-- Provided data follows --

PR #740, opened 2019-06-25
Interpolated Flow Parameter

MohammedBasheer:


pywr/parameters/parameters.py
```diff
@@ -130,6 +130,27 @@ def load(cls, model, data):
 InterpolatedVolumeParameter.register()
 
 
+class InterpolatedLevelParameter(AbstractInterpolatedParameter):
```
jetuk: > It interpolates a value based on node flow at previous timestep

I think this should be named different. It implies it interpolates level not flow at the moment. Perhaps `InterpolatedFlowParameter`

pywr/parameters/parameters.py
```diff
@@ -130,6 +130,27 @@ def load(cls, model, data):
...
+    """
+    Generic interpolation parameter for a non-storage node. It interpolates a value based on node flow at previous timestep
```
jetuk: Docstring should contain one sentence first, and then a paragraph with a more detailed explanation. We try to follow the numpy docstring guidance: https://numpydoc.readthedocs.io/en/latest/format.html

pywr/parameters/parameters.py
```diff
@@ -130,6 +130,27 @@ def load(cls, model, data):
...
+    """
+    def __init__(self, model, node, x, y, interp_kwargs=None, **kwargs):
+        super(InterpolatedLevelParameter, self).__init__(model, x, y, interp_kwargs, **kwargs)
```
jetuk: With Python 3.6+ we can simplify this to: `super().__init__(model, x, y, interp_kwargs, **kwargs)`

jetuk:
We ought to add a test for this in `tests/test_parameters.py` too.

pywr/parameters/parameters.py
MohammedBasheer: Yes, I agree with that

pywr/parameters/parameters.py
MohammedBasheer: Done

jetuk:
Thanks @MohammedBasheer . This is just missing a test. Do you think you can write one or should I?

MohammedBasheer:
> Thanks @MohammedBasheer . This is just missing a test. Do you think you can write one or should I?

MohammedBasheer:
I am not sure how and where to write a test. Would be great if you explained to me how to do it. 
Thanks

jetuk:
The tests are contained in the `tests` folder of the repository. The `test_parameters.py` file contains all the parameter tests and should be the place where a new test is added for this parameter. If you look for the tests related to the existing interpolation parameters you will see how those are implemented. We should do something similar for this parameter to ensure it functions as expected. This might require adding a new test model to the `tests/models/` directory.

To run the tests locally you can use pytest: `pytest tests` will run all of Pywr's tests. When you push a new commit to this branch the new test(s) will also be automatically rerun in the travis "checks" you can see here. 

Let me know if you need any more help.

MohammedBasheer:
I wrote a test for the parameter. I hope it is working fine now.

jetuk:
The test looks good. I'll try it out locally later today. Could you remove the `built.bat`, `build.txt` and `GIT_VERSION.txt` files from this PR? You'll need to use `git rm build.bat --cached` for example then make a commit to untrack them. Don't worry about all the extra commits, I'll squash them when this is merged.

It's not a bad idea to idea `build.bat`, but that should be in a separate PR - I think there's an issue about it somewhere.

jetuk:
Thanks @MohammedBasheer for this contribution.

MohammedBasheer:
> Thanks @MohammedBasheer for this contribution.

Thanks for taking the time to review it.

-- Provided data concluded --
-- Provided data follows --

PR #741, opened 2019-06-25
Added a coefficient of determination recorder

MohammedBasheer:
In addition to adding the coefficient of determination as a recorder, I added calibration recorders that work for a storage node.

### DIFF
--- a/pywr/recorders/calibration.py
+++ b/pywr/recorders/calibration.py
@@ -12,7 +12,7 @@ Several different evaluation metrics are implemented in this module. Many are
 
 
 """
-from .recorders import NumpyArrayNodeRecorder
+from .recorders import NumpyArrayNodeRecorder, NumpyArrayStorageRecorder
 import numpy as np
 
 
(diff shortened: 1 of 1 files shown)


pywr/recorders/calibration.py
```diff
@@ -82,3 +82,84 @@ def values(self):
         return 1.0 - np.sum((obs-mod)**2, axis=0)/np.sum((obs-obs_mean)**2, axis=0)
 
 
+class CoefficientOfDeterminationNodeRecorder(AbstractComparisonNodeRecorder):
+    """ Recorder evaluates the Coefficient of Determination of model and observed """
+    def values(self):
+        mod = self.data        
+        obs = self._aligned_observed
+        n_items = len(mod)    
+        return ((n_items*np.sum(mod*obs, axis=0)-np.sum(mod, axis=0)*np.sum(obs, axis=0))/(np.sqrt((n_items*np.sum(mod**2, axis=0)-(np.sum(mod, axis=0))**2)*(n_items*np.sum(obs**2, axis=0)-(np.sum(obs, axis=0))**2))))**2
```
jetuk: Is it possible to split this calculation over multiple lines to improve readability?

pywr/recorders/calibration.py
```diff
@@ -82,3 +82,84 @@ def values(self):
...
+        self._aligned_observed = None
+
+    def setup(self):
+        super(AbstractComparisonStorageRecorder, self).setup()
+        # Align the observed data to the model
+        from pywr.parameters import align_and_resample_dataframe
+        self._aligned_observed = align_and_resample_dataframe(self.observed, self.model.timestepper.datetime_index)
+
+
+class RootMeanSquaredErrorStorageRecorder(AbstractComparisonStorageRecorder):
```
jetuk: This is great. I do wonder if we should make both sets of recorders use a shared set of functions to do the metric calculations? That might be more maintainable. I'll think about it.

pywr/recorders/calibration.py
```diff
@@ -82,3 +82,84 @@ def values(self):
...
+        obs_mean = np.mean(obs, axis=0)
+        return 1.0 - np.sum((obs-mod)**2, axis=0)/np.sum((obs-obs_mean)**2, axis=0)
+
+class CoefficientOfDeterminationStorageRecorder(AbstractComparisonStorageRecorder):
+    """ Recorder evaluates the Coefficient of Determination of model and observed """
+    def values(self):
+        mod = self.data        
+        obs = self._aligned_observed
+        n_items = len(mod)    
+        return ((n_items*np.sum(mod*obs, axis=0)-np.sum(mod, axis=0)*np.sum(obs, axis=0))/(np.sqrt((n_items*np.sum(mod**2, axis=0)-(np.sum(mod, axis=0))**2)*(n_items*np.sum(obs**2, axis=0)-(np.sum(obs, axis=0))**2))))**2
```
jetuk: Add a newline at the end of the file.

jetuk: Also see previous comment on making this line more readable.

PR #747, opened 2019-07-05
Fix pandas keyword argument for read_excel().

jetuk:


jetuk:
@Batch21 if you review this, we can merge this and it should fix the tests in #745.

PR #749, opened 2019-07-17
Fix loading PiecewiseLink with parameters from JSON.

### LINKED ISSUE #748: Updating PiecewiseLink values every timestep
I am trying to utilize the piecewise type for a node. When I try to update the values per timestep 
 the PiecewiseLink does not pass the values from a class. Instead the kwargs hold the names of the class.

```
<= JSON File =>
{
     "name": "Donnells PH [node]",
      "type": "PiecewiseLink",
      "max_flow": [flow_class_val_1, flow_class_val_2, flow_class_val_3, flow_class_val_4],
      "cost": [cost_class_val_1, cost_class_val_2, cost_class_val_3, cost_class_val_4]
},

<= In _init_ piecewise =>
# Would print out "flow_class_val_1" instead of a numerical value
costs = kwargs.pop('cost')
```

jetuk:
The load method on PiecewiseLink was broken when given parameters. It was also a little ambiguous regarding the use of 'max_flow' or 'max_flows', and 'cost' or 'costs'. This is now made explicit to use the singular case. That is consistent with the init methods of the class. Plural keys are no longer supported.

-- Provided data concluded --

## What is needed
Go through the lines of the material, counting those with the word "commit"; afterward give only the total.

## Result of this task
2